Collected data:
=====

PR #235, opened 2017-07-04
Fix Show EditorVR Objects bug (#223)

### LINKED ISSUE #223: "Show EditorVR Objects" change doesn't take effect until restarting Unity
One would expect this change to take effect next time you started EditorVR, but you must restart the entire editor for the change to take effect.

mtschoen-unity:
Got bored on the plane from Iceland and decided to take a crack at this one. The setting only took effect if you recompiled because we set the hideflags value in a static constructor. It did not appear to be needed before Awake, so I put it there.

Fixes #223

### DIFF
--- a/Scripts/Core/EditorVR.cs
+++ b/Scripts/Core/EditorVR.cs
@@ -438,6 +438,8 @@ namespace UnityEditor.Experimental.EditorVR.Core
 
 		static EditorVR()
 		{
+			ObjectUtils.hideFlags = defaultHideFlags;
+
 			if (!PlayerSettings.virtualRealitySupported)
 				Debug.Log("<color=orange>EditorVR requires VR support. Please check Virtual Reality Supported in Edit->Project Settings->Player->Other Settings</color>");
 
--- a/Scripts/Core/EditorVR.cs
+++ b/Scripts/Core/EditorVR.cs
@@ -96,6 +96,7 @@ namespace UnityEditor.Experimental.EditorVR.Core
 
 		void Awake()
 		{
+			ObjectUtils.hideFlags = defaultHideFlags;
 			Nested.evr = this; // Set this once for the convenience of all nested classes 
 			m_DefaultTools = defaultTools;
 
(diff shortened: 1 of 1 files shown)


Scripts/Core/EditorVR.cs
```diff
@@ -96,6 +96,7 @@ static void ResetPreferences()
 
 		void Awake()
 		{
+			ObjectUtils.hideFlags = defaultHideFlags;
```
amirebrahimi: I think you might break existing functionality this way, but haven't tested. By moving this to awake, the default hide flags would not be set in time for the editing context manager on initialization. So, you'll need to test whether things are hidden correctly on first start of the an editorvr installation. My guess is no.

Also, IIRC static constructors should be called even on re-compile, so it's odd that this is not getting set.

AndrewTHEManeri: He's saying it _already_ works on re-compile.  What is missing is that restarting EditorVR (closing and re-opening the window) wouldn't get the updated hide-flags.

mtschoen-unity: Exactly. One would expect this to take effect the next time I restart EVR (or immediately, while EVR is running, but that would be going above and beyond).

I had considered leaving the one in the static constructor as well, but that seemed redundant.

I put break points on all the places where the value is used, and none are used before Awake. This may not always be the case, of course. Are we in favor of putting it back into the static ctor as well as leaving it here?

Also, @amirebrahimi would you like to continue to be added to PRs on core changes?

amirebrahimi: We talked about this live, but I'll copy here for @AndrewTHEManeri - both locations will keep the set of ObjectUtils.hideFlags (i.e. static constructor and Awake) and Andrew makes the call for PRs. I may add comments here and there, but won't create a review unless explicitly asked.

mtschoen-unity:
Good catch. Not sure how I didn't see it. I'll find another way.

=====

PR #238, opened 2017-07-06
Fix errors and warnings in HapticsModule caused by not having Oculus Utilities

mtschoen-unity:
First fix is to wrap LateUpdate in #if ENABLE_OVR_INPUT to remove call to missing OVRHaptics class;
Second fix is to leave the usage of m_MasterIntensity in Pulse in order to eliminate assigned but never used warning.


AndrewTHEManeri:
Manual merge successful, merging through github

=====

Read the data above and pull out each line that holds the string "namespace".

- [Expected answer]
@@ -438,6 +438,8 @@ namespace UnityEditor.Experimental.EditorVR.Core
@@ -96,6 +96,7 @@ namespace UnityEditor.Experimental.EditorVR.Core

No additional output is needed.